The same official went on to note that, “Premier Zhu Rongji is very happy about that.”
WRN: Is there a head of your religion and do you always agree with that person?
Baxiu: Although Falun Dafa is a practice of the Buddha School, it is not a religion. In Asia, spiritual practices are often referred to as “cultivation,” or “self-cultivation” practices. Ancient Chinese culture included Daoist, Buddhist, and Confucian practices that were of this type.
The practice was passed from teacher to student since ancient times. Its founder, Mr. Li Hongzhi, imparted the practice to the public. His teachings are based on universal principles, and each person who reads it has his or her own understandings and views.
After practicing consistently, Falun Dafa students gradually rid themselves of negative desires and addictions, they gain insight, inner purity, serenity, and a much higher state of selflessness. Ultimately he or she approaches a state of spiritual attainment that in the Asian tradition is known as “enlightenment” or “attaining the Dao (Way).”
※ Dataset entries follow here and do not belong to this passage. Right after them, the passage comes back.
PR #258, opened 2019-01-30
Banner

WKocur:
This works for one slide, but would need a little bit adding for multiple slides showing at one time (but hopefully not too much!)


app/assets/javascripts/home.js
```diff
@@ -1,2 +1,7 @@
+//= require 'vue'
 //= require base
+//= require 'vue'
```
stacytalbot: vue has been required twice here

Mr. Li has always insisted that the practice be taught for free and available to all, and as such, all Falun Dafa books, video recordings, and the like are available for free viewing online, according to the Falun Dafa Information Center.
WRN: What do you feel is a major issue we need to address in today’s world?
Baxiu: I would say moral values have been lost nowadays, and it has especially worsened over the past several decades. Many people seem to behave as though there’ll be no consequences for their actions. The truth is that a massive shift in humanity’s respect for the divine has occurred in the last couple hundred years. The divine’s existence was wholeheartedly believed in during ancient times, and human culture, in general, was imbued with a strong belief in God. That belief had guided humanity for centuries. In the last couple hundred years, though, atheism has become something people have embraced, and communism has lead the charge in advocating this. It has affected the entire world, rather than just the unfortunate people who have lived or are living in communist states.
WRN: Any other pressing issues you would like to speak about?
Baxiu: Well, in my opinion, the persecution of the Falun Dafa practitioners, which has taken place continuously since 1999, has been under-reported, under-investigated, and virtually ignored by the business community worldwide. Although governments and human rights organizations around the world have expressed concern about the persecution, and I appreciate that – the people practicing Falun Gong in China appreciate that – the slaughter needs to stop immediately.
In June 2019, an independent tribunal into forced organ harvesting was headed by Sir Geoffrey Nice, the lead prosecutor of Slobodan Milosevic, former president of Serbia, for his crimes against humanity. The tribunal concluded that, beyond a reasonable doubt, China is and has been engaged in forced organ harvesting of a large number of victims.
WRN: On September 12 of this year, Vermont Sen. Patrick Leahy issued a statement marking 20 years of “arbitrary detention and brutalization of Falun Gong practitioners and other religious and ethnic minorities” by Chinese authorities. The Chinese government, said Leahy, “Should release political prisoners from reeducation centers, decriminalize religious and spiritual practices, and allow international human rights groups and journalists to interview survivors. It should commit to ending the use of torture, organ harvesting of prisoners, and propaganda against minorities.”